Carla Kozak, the San Francisco Public Library’s Children’s and Teen Collection and Development Specialist, helps compile the library’s summer reading list with input from San Francisco Unified School District librarians, a job she called exhaustive but rewarding. The list includes more than 20 new titles for various grade levels.  Kozak said the library tries to find a cross section of fiction, non-fiction, educational, graphic novels and books that span a variety of cultures. “There is such a wealth of wonderful books out there. We could easily have 100 for each level. There is so much talent out there, authors and illustrators, and the books are so spectacular,” she said.

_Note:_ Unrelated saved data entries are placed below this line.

PR #2313, opened 2020-01-10
Fix is_hypothesis_file internal function

vxgmichel:
This function used to incorrectly return `True` for files belonging to modules of the form `hypothesis{suffix}`. It now returns `False` for such files.

### DIFF
--- a/hypothesis-python/RELEASE.rst
+++ b/hypothesis-python/RELEASE.rst
@@ -1,0 +1,8 @@
+RELEASE_TYPE: patch
+
+This patch fixes a bug where errors in third-party extensions such as
+:pypi:`hypothesis-trio` or :pypi:`hypothesis-jsonschema` were incorrectly
+considered to be Hypothesis internal errors, which could result in
+confusing error messages.
+
+Thanks to Vincent Michel for reporting and fixing the bug!
--- a/hypothesis-python/tests/cover/test_escalation.py
+++ b/hypothesis-python/tests/cover/test_escalation.py
@@ -13,8 +13,12 @@
 #
 # END HEADER
 
+import os
+import sys
+
 import pytest
 
+import hypothesis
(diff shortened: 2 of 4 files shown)


hypothesis-python/RELEASE.rst
```diff
@@ -0,0 +1,6 @@
+RELEASE_TYPE: patch
+
+This patch fixes the ``is_hypothesis_file`` internal function.
```
Zac-HD: We try to keep our changelogs only describing public API, so I'd say e.g.

"This patch fixes a bug where errors in third-party extensions such as :pypi:`hypothesis-trio` or  :pypi:`hypothesis-jsonschema` were incorrectly considered to be Hypothesis internal errors, which could result in confusing error messages.

Thanks to Vincent Michel for reporting and fixing the bug!"

(and I should have mentioned this last time, but please add yourself to the authors list at the bottom on CONTRIBUTING.rst!)

hypothesis-python/tests/cover/test_escalation.py
```diff
@@ -62,3 +64,13 @@ def test(i):
         test()
 
     assert count == [1]
+
+
+def test_is_hypothesis_file():
```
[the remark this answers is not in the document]
vxgmichel: Done!

hypothesis-python/RELEASE.rst
vxgmichel: Done!

vxgmichel:
I fixed a problem in the tests with python 3.5 but there seems to be another issue:

> The job running on agent Azure Pipelines 14 ran longer than the maximum time of 60 minutes.

Zac-HD:
> I fixed a problem in the tests with python 3.5 but there seems to be another issue:

#2308, not related to this change :grimacing:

The summer reading list includes A Goofy Guide to Penguins, by Jean-Luc Coudray, for kindergarten through second grade, and The Sun is Also a Star, by Nicola Yoon, for high schoolers. In between those age groups can be found Radiant Child, which tells the story of neo-expressionist artist Jean-Michel Basquiat, and Bronze and Sunflower, about two lonely children who bond during the Chinese Cultural Revolution

SFPL doesn’t keep records as to what books people are checking out. However, Kozak has her own sense of what’s been popular. She cites Elephant and Piggy, by Mo Williams, as a good starting point for young children.  “I call him the gateway drug to literacy,” she said.  She also recommended All’s Faire in Middle School, a graphic novel being released this fall that she’s reading an advance copy of. Written and illustrated by Victoria Jamieson, who authored the bestselling Roller Girl two years ago, it follows an 11-year old girl who grows up surrounded by her parents’ passion for the Renaissance Faire.